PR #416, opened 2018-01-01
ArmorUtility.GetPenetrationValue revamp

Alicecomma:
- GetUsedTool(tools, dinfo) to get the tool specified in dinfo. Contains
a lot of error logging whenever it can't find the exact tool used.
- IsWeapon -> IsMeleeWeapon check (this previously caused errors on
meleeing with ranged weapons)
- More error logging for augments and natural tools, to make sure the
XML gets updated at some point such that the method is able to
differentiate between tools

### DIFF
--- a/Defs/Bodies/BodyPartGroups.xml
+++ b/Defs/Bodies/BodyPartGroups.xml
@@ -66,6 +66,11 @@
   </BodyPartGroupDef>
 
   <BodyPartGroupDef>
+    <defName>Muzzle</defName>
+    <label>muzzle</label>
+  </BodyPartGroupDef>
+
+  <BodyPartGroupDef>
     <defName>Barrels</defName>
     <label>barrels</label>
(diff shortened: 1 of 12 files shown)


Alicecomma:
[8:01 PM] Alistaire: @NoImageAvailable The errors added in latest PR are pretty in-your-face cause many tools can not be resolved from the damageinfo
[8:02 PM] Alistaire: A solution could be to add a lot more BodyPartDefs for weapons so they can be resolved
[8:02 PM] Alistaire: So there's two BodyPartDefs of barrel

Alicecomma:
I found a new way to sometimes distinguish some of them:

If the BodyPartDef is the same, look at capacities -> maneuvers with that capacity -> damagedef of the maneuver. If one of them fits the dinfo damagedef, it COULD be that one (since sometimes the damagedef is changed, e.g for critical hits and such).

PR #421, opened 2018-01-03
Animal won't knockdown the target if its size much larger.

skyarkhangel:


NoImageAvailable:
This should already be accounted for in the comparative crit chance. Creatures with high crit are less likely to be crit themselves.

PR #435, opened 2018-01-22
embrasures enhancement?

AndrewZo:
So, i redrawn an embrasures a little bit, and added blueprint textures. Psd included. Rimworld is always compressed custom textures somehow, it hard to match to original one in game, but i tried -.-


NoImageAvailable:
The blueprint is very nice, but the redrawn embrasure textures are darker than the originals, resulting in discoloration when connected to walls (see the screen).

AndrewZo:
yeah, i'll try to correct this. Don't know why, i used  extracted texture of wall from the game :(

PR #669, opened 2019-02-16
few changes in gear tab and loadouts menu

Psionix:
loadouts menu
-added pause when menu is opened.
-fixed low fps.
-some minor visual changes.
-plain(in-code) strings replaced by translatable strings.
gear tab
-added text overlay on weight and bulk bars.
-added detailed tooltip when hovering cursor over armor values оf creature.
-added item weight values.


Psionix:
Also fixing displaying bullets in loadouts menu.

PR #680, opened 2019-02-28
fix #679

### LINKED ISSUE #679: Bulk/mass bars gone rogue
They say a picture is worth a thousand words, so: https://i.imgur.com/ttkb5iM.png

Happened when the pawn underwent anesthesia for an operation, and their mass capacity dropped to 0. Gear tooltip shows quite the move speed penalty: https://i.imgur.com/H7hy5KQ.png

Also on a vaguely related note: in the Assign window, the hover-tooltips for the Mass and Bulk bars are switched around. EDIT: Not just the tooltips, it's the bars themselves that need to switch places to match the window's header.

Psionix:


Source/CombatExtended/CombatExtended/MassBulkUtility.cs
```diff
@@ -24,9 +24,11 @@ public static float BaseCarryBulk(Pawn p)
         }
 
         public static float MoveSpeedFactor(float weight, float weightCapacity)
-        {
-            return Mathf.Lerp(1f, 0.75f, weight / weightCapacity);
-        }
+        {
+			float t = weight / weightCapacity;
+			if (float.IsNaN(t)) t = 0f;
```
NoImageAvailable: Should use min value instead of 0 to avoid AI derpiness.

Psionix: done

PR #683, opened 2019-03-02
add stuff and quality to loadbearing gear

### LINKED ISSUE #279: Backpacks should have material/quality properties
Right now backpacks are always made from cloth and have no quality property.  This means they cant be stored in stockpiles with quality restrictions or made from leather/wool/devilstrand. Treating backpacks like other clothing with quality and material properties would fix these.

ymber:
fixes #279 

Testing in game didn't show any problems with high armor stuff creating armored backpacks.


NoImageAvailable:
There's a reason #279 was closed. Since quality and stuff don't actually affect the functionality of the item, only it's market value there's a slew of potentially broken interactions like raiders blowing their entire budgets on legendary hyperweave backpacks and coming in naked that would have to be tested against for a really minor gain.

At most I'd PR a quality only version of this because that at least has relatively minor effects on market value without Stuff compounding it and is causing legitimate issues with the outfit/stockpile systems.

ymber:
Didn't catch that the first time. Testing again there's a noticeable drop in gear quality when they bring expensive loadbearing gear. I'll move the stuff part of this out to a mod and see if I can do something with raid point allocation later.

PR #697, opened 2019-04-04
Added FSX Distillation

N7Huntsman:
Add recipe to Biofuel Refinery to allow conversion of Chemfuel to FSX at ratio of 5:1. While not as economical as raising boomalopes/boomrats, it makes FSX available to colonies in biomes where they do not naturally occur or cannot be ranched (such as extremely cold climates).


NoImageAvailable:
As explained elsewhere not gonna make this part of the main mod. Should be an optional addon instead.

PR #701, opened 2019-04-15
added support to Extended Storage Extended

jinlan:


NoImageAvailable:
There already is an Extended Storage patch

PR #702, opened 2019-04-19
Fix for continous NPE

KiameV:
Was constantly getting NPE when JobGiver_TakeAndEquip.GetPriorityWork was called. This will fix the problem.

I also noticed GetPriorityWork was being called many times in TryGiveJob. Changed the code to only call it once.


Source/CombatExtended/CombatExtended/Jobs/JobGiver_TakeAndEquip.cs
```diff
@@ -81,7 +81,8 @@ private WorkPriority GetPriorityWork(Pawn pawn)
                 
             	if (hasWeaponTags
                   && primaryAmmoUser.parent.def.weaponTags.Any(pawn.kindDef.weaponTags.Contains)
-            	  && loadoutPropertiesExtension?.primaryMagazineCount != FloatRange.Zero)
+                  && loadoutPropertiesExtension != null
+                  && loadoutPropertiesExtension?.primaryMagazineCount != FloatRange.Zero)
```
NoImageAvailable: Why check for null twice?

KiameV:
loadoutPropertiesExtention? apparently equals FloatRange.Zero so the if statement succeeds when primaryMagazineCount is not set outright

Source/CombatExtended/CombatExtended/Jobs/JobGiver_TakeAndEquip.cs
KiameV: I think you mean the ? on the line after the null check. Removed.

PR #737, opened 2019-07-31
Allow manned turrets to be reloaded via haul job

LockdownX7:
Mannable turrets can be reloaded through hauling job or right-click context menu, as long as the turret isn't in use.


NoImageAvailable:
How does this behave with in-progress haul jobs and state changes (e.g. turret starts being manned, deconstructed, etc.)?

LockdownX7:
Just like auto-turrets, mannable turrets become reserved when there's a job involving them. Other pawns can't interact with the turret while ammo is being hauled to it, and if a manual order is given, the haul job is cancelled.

• _Exercise_: The full set of records must be transcribed character for character.

• _Answer to the problem_:
PR #416, opened 2018-01-01
ArmorUtility.GetPenetrationValue revamp

Alicecomma:
- GetUsedTool(tools, dinfo) to get the tool specified in dinfo. Contains
a lot of error logging whenever it can't find the exact tool used.
- IsWeapon -> IsMeleeWeapon check (this previously caused errors on
meleeing with ranged weapons)
- More error logging for augments and natural tools, to make sure the
XML gets updated at some point such that the method is able to
differentiate between tools

### DIFF
--- a/Defs/Bodies/BodyPartGroups.xml
+++ b/Defs/Bodies/BodyPartGroups.xml
@@ -66,6 +66,11 @@
   </BodyPartGroupDef>
 
   <BodyPartGroupDef>
+    <defName>Muzzle</defName>
+    <label>muzzle</label>
+  </BodyPartGroupDef>
+
+  <BodyPartGroupDef>
     <defName>Barrels</defName>
     <label>barrels</label>
(diff shortened: 1 of 12 files shown)


Alicecomma:
[8:01 PM] Alistaire: @NoImageAvailable The errors added in latest PR are pretty in-your-face cause many tools can not be resolved from the damageinfo
[8:02 PM] Alistaire: A solution could be to add a lot more BodyPartDefs for weapons so they can be resolved
[8:02 PM] Alistaire: So there's two BodyPartDefs of barrel

Alicecomma:
I found a new way to sometimes distinguish some of them:

If the BodyPartDef is the same, look at capacities -> maneuvers with that capacity -> damagedef of the maneuver. If one of them fits the dinfo damagedef, it COULD be that one (since sometimes the damagedef is changed, e.g for critical hits and such).

PR #421, opened 2018-01-03
Animal won't knockdown the target if its size much larger.

skyarkhangel:


NoImageAvailable:
This should already be accounted for in the comparative crit chance. Creatures with high crit are less likely to be crit themselves.

PR #435, opened 2018-01-22
embrasures enhancement?

AndrewZo:
So, i redrawn an embrasures a little bit, and added blueprint textures. Psd included. Rimworld is always compressed custom textures somehow, it hard to match to original one in game, but i tried -.-


NoImageAvailable:
The blueprint is very nice, but the redrawn embrasure textures are darker than the originals, resulting in discoloration when connected to walls (see the screen).

AndrewZo:
yeah, i'll try to correct this. Don't know why, i used  extracted texture of wall from the game :(

PR #669, opened 2019-02-16
few changes in gear tab and loadouts menu

Psionix:
loadouts menu
-added pause when menu is opened.
-fixed low fps.
-some minor visual changes.
-plain(in-code) strings replaced by translatable strings.
gear tab
-added text overlay on weight and bulk bars.
-added detailed tooltip when hovering cursor over armor values оf creature.
-added item weight values.


Psionix:
Also fixing displaying bullets in loadouts menu.

PR #680, opened 2019-02-28
fix #679

### LINKED ISSUE #679: Bulk/mass bars gone rogue
They say a picture is worth a thousand words, so: https://i.imgur.com/ttkb5iM.png

Happened when the pawn underwent anesthesia for an operation, and their mass capacity dropped to 0. Gear tooltip shows quite the move speed penalty: https://i.imgur.com/H7hy5KQ.png

Also on a vaguely related note: in the Assign window, the hover-tooltips for the Mass and Bulk bars are switched around. EDIT: Not just the tooltips, it's the bars themselves that need to switch places to match the window's header.

Psionix:


Source/CombatExtended/CombatExtended/MassBulkUtility.cs
```diff
@@ -24,9 +24,11 @@ public static float BaseCarryBulk(Pawn p)
         }
 
         public static float MoveSpeedFactor(float weight, float weightCapacity)
-        {
-            return Mathf.Lerp(1f, 0.75f, weight / weightCapacity);
-        }
+        {
+			float t = weight / weightCapacity;
+			if (float.IsNaN(t)) t = 0f;
```
NoImageAvailable: Should use min value instead of 0 to avoid AI derpiness.

Psionix: done

PR #683, opened 2019-03-02
add stuff and quality to loadbearing gear

### LINKED ISSUE #279: Backpacks should have material/quality properties
Right now backpacks are always made from cloth and have no quality property.  This means they cant be stored in stockpiles with quality restrictions or made from leather/wool/devilstrand. Treating backpacks like other clothing with quality and material properties would fix these.

ymber:
fixes #279 

Testing in game didn't show any problems with high armor stuff creating armored backpacks.


NoImageAvailable:
There's a reason #279 was closed. Since quality and stuff don't actually affect the functionality of the item, only it's market value there's a slew of potentially broken interactions like raiders blowing their entire budgets on legendary hyperweave backpacks and coming in naked that would have to be tested against for a really minor gain.

At most I'd PR a quality only version of this because that at least has relatively minor effects on market value without Stuff compounding it and is causing legitimate issues with the outfit/stockpile systems.

ymber:
Didn't catch that the first time. Testing again there's a noticeable drop in gear quality when they bring expensive loadbearing gear. I'll move the stuff part of this out to a mod and see if I can do something with raid point allocation later.

PR #697, opened 2019-04-04
Added FSX Distillation

N7Huntsman:
Add recipe to Biofuel Refinery to allow conversion of Chemfuel to FSX at ratio of 5:1. While not as economical as raising boomalopes/boomrats, it makes FSX available to colonies in biomes where they do not naturally occur or cannot be ranched (such as extremely cold climates).


NoImageAvailable:
As explained elsewhere not gonna make this part of the main mod. Should be an optional addon instead.

PR #701, opened 2019-04-15
added support to Extended Storage Extended

jinlan:


NoImageAvailable:
There already is an Extended Storage patch

PR #702, opened 2019-04-19
Fix for continous NPE

KiameV:
Was constantly getting NPE when JobGiver_TakeAndEquip.GetPriorityWork was called. This will fix the problem.

I also noticed GetPriorityWork was being called many times in TryGiveJob. Changed the code to only call it once.


Source/CombatExtended/CombatExtended/Jobs/JobGiver_TakeAndEquip.cs
```diff
@@ -81,7 +81,8 @@ private WorkPriority GetPriorityWork(Pawn pawn)
                 
             	if (hasWeaponTags
                   && primaryAmmoUser.parent.def.weaponTags.Any(pawn.kindDef.weaponTags.Contains)
-            	  && loadoutPropertiesExtension?.primaryMagazineCount != FloatRange.Zero)
+                  && loadoutPropertiesExtension != null
+                  && loadoutPropertiesExtension?.primaryMagazineCount != FloatRange.Zero)
```
NoImageAvailable: Why check for null twice?

KiameV:
loadoutPropertiesExtention? apparently equals FloatRange.Zero so the if statement succeeds when primaryMagazineCount is not set outright

Source/CombatExtended/CombatExtended/Jobs/JobGiver_TakeAndEquip.cs
KiameV: I think you mean the ? on the line after the null check. Removed.

PR #737, opened 2019-07-31
Allow manned turrets to be reloaded via haul job

LockdownX7:
Mannable turrets can be reloaded through hauling job or right-click context menu, as long as the turret isn't in use.


NoImageAvailable:
How does this behave with in-progress haul jobs and state changes (e.g. turret starts being manned, deconstructed, etc.)?

LockdownX7:
Just like auto-turrets, mannable turrets become reserved when there's a job involving them. Other pawns can't interact with the turret while ammo is being hauled to it, and if a manual order is given, the haul job is cancelled.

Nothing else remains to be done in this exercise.